Given records:
Issue #111, opened 2018-10-04
Build failure on windows after commit 6bfc2c7


okleitsa:
Build output:

vendor\github.com\prometheus\procfs\internal\util\parse.go:79:28: cannot use int(f.Fd()) (type int) as type syscall.Handle in argument to syscall.Read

What you are asked to do: Without altering a single word, transcribe the entries above.

Expected answer:
Issue #111, opened 2018-10-04
Build failure on windows after commit 6bfc2c7


okleitsa:
Build output:

vendor\github.com\prometheus\procfs\internal\util\parse.go:79:28: cannot use int(f.Fd()) (type int) as type syscall.Handle in argument to syscall.Read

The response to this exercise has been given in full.